Q. I have a friend who has been diagnosed with mental health. Is it contagious?
A. You tell me. Recently, scientists put laboratory mice with mental health into a cage with mice who were crazy about bluegrass. After an hour, the mice with mental health were singing that high, lonesome harmony on “Wreck of the Old ’97,” and asking about banjo lessons.
Q. I’m worried about going crazy. What can I do to prevent that?
A. One of the key misunderstandings about mental health is that people who get it are crazy. The important thing to remember: if you don’t have the one, you don’t necessarily not have the other. Give or take. But be wary. When you talk openly to the trees, the net people will find you.
Q. I’ve heard people at work say “we just need to put our heads together and we’ll figure this out.” Isn’t that how mental health spreads?
Q. What about bodily fluids?
A. Always wash your hair after thinking.
Q. If you’re doing mental gymnastics, should you wear sweat pants on your head?

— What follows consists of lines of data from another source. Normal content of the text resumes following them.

PR #1103, opened 2020-05-28
Stop stubbing `dns` module

arthurschreiber:
This removes the stubbing of `dns.lookup` we had in place in some of our test cases.

This stubbing was error prone and lead to a whole bunch of flaky test failures on CI.

Instead of stubbing functions, this changes relevant code to allow passing in a custom `lookup` function, but falling back to `dns.lookup` if that function is `undefined`.

Closes: https://github.com/tediousjs/tedious/pull/988

### DIFF
--- a/src/connector.ts
+++ b/src/connector.ts
@@ -45,9 +45,11 @@ export class ParallelConnectionStrategy {
     }
 
     for (let i = 0, len = addresses.length; i < len; i++) {
-      const socket = sockets[i] = net.connect(Object.create(this.options, {
-        host: { value: addresses[i].address }
-      }));
+      const socket = sockets[i] = net.connect({
+        ...this.options,
+        host: addresses[i].address,
+        family: addresses[i].family
+      });
 
       socket.on('error', onError);
       socket.on('connect', onConnect);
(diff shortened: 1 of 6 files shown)


arthurschreiber:
I _think_ this fixes the flakiness that https://github.com/tediousjs/tedious/pull/988 also tried to fix, but in a different way. 😅 

The problem that https://github.com/tediousjs/tedious/pull/988 worked around was that sometimes the `callback` given to the `InstanceLookup` or `Connector` classes could be fired twice. On the first call, the current test would fail (because it did not expect an error), and then after some time the `callback` was called again causing whatever test was running at that time to fail as well. https://github.com/tediousjs/tedious/pull/988 worked around this by moving the assertions in the test into the non-async part of the test case.

This fixed the test flakyness, but did not fix the problems in the underlying code.

I believe the changes in this PR in the `src/instance-lookup.ts` fix the problem in the code because they slightly change how and when `setTimeout`/`clearTimeout` is called, and this should prevent the double callback execution.

But I think there is still problems with this code in general.

There is no way to cancel any of the in-flight operations (e.g. the dns lookups) if the `connectTimeout` has been reached or the connection is prematurely closed. So what users sometimes see is that the timeout fires, and then some time later another error is thrown again. I'll try to fix this in follow up PRs.

Issue #1081, opened 2020-04-16
Hostname/IP does not match certificates when trustServerCertificate=false


heyjared:
As per the recent deprecation notice introduced in #1029, I have made the change to explicitly set this to false. However, when attempting to connect to an Azure SQL Server in an Elastic Pool, tedious reports the following error:

`HostnameIP does not match certificates altnames Host <redacted>.database.windows.net is not in the certs altnames <redacted>.worker.database.windows.net <redacted>.worker.database.windows.net <redacted>.worker.database.windows.net <redacted>.worker.database.windows.net <redacted>.worker.database.windows.net`

The connection string recommended by the Azure portal includes this option which is missing from the available options in connection options in tedious.

`hostNameInCertificate=*.database.windows.net`

arthurschreiber:
@heyjared 👋 

Thanks for letting us know about this!

I think this is an issue with the re-routing code. I think Elastic Pools work by re-routing the connection from the initial server (`*.database.windows.net`) to target hosts (`*.worker.database.windows.net`), but we don't correctly set the target hosts as the expected host name for the TLS connection, which in turn causes the issue you're seeing.

A fix should not be too hard to do, I'll see if I can find some time to fix this!

Sebbish:
I just ran into this issue with Azure SQL not running elastic pool after making the same change. Changing server connection policy from redirect to proxy fixed it, but is slower. The altnames I got was workers as well.

arthurschreiber:
https://github.com/tediousjs/tedious/pull/1116 is running into the same issue. The problem is that when we follow a server redirect, we still expect the initial server name when performing the TLS connection, which then fails, as this does not match the hostname that the redirect points at.

The fix should be straightforward. I'll open a PR soon. 🙇‍♂️

clshortfuse:
I'm on v9.2.1 and I still have to force `trustServerCertificate: true`. The documentation still wrong, it seems.

Without the option set, I get: `unable to get local issuer certificate`, but enabled it works.

PR #1116, opened 2020-06-22
feat: change default value of `trustServerCertificate`

arthurschreiber:
BREAKING CHANGE: This changes the default value from `true` to `false`. This might lead to encrypted connections not being established if the server's certificate can not be validated against the default list of CAs.

You can either explicitly set `trustServerCertificate` to `true` (not recommended, as it disables certificate validation) or specify a custom CA list via the `cryptoCredentialsDetails` connection option.

References: https://github.com/tediousjs/tedious/issues/983


arthurschreiber:
This is currently blocked by the same issue as described here: https://github.com/tediousjs/tedious/issues/1081

PR #1117, opened 2020-06-22
fix: use proper servername for TLS after redirect

arthurschreiber:
This fixes an issue where after a server redirect, we would continue to use the original servername when trying to establish a TLS connection. This issue is only visible when `trustServerCertificate` was explicitly set to `false`, as otherwise the hostname returned by the certificate was never verified.

Fixes: https://github.com/tediousjs/tedious/issues/1081

### DIFF
--- a/src/connection.ts
+++ b/src/connection.ts
@@ -2201,7 +2201,7 @@ Connection.prototype.STATE = {
             return this.close();
           }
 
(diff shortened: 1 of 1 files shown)


arthurschreiber:
@IanChokS @MichaelSun90 I'm not sure we can write tests for this easily, but I verified this fixes the issue described in https://github.com/tediousjs/tedious/issues/1081 and should make the tests for https://github.com/tediousjs/tedious/pull/1116 pass.

PR #1086, opened 2020-04-23
Add error listenter to readable stream

dhensby:
Fixes #1085 

Currently the readstream that is created doesn't have any error handlers attached, so if the value parsing errors the emitted error is not caught causing node to crash.

This catches the error and passes it to the request so it can be handled.

Issue #1085, opened 2020-04-22
Invalid uniqueidentifiers cause node to crash


dhensby:
At the moment if the database contains an invalid UniqueIdentifier value the TDS request errors but the error it not passed to the callback.

This causes an uncaught error which means node crashes and the developer cannot handle this exception elegantly.

I've not been able to find the source of the problem in the TS code (sorry) but this affects v6+.

Please see https://github.com/tediousjs/node-mssql/issues/1001 for context.

This may be a wider problem in `writeParameterData` for all `DataType` objects so there may be a fairly generic fix for this.

PR #1122, opened 2020-06-28
fix: improve `UniqueIdentifier` data type validation

arthurschreiber:
Fixes: https://github.com/tediousjs/tedious/issues/1085
Closes: https://github.com/tediousjs/tedious/pull/1086

---

@dhensby Can you take a look? 🙇‍♂️

### DIFF
--- a/src/data-types/uniqueidentifier.ts
+++ b/src/data-types/uniqueidentifier.ts
@@ -34,12 +34,19 @@ const UniqueIdentifier: DataType = {
     if (value == null) {
       return null;
     }
+
     if (typeof value !== 'string') {
       if (typeof value.toString !== 'function') {
         return TypeError('Invalid string.');
       }
+
       value = value.toString();
     }
+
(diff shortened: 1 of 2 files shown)


dhensby:
This looks like it would solve the specific problem that is being reported regarding GUIDs, but not the more generic issue of errors being thrown in the stream, which my original patch tried to handle.

arthurschreiber:
> This looks like it would solve the specific problem that is being reported regarding GUIDs, but not the more generic issue of errors being thrown in the stream, which my original patch tried to handle.

@dhensby I think I mentioned this before, but the patch you provided would've left the connection in an undefined state. I'll see what I can do about better error handling, but I think the proper approach is to actually fix the code so that no errors happen in the first place.

arthurschreiber:
@dhensby Would you like to see this PR to be backported to some older versions? 🙇‍♂️

dhensby:
Thanks @arthurschreiber! In terms of backporting, mssql is still using v6 and our v7 alpha is using v8 (but that could be bumped to v9 before release).

I doubt you really want to back port this to v6, but it would allow us to tick this off as fixed in our current stable version. Otherwise I'll just direct people to use v7.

A. Does a giraffe stand in the front row for the annual group shot at the zoo?
A. Go ahead. Wear them.
Q. What is the difference between being crazy and being a knucklehead?
A. People may refer to you sometimes as a “crazy knucklehead.” This is a misnomer — not to be confused with a mrsnomer or a misternomer. Crazy and knucklehead are very distinct terms, as different, for example, as clowns named Bozo and Cracko. Fact is, if you are a crazoid, people seldom call you a knucklehead — unless it’s in the context of “Oh you crazy knucklehead, now I’m going to have to spank you.”
Q. How do you know if you’ve come down with mental health?
A. Start every day by asking yourself: am I crazy? If you answer yes, then you’re fine. If you say no, then you’re fine. If a voice says “Who wants to know?” and it sounds like your mother but your mother is in Kansas visiting the wheat, then go immediately into the bathroom and brush your teeth.
A. Look, if you’ve got mental health you’ll certainly need dental health, because dentists don’t want nut jobs with bleeding gums dripping any nut juice on them.
Q. My father says Uncle Ed is “crazy as a bedbug,” but Aunt Martha is “an out-and-out lunatic.” Which is worse?
A. As long as Aunt Martha stays out and out, you’re okay and okay. Might want to change the locks. As for Uncle Ed, it’s bad enough to be like a bed bug, because they bite. To be a crazy bedbug, well, let’s just say Uncle Ed might want to start flossing.
Q. My father says he has a mind like a steel trap. Is that good or bad?
A. The problem with keeping your mind in a steel trap is that after a while it turns feral. The next time you open the steel trap, say, to find out where you left your keys, that mind could bite you. Getting rabies from your own mind is no picnic (although barbecuing hamburgers and hotdogs is). Your father’s steel trap may be a ploy to keep from admitting he has lost his mind (probably left in a Sears dressing room when he was trying on sweat pants.)
©Patrick A. McGuire and A Hint of Light 2013-2014, all rights reserved.
You are the Wordplay WordMaster!
Thank you, Little Miss. But I have promises to keep and miles to go before the beer store closes.
I have to ask . . . how many Looney Tunes do you know the words to?
Tom, Because of the sensitivity of this case, my attorney has asked me not to be his client anymore. So I won’t be able to comment further until the end of time. At that time I’ll have plenty to say, although, as you’ll understand I’m sure, time will be short.
So funny–one hilarious line after another…and I needed some good laughs today, so thanks!
It’s a comfort to know you’re laughing with me, not at me.
I can’t believe we’re related….I remember you as a sweet boy playing with Plasticville in the den….was there an alien in the set that put a plastic chip in your brain……if so let it be…..your better than a shrink….carry on Mr. Chips……
I’ll take that as a left handed compliment, seeing as how you’re left handed. And I hate to be the bearer of bad news, but we’re not really related–unless you count the brother-sister paradigm.
Yep definitely Laughing WITH ya!! I Love this! With a few MI diagnoses myself I sadly have heard more than a few of these queries BUT I LOVE LOVE LOVE your answers! What a Treat!! Thanks for sharing!
Thanks for your thoughts. If I’ve said it once, I’ve said it at way too often: The only difference between being ka-razy and having enough mental health to last until payday is about 48 hours. Which means we are all about 48 hours from walking into a bar with a duck on our head. Of course, mental health is no laughing matter which is why no one in that bar would ever laugh at your choice of head animal. Now, some people might point rudely and nudge their neighbor in the ribs and shout out “Duck!” Others might go “Quack, quack.” But know this: inside they are crying. Which is why we, as a nation, have to find a way to get these crybaby neighbor nudgers out of our bars.